WHAT IS BEING ASKED: Retype, character for character, the line containing "const char *rpm_path;" along with each line after it through the end of the data, and only those.

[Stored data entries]
·····
PR #1111, opened 2023-03-01
Handle 32-bit x86 architecture naming inconsistencies and patch file names with RPM macros

dcantrell:
A lot in here, but it all started with fixing the annocheck inspection and it not finding the debuginfo path for i686 packages.  That began the yak shaving.

### DIFF
--- a/lib/files.c
+++ b/lib/files.c
@@ -159,7 +159,7 @@ rpmfile_t *extract_rpm(struct rpminspect *ri, const char *pkg, Header hdr, const
 {
     rpmtd td = NULL;
 
-    const char *rpm_path;
+    const char *rpm_path = NULL;
     struct file_data *path_table = NULL;
     struct file_data *path_entry = NULL;
     struct file_data *tmp_entry = NULL;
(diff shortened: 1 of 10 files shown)


jimbair (approved):

lib/files.c
```diff
@@ -305,7 +307,27 @@ rpmfile_t *extract_rpm(struct rpminspect *ri, const char *pkg, Header hdr, const
         }
 
         /* Prepend output_dir to the path name */
-        xasprintf(&file_entry->fullpath, "%s/%s", *output_dir, archive_path);
+        tmp = archive_path;
```
evan-goode, line 310: Will `joinpath` not do this?

evan-goode (approved):

lib/files.c
dcantrell: It should.  My initial run it didn't work, so I didn't think much of it.  joinpath.c comes from my secret project and I didn't want to dig in to it because I was already busy shaving this side of the yak.

dcantrell: Oh right, I know why.  archive_path is from a libarchive structure and joinpath() wants allocated strings it can modify and walk independently.  It would work if I strdup()'ed them, but I just decided to do it this way instead.

dcantrell: The stack, and all.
·····
ANSWER FOR THE TASK:
-    const char *rpm_path;
+    const char *rpm_path = NULL;
     struct file_data *path_table = NULL;
     struct file_data *path_entry = NULL;
     struct file_data *tmp_entry = NULL;
(diff shortened: 1 of 10 files shown)


jimbair (approved):

lib/files.c
```diff
@@ -305,7 +307,27 @@ rpmfile_t *extract_rpm(struct rpminspect *ri, const char *pkg, Header hdr, const
         }
 
         /* Prepend output_dir to the path name */
-        xasprintf(&file_entry->fullpath, "%s/%s", *output_dir, archive_path);
+        tmp = archive_path;
```
evan-goode, line 310: Will `joinpath` not do this?

evan-goode (approved):

lib/files.c
dcantrell: It should.  My initial run it didn't work, so I didn't think much of it.  joinpath.c comes from my secret project and I didn't want to dig in to it because I was already busy shaving this side of the yak.

dcantrell: Oh right, I know why.  archive_path is from a libarchive structure and joinpath() wants allocated strings it can modify and walk independently.  It would work if I strdup()'ed them, but I just decided to do it this way instead.

dcantrell: The stack, and all.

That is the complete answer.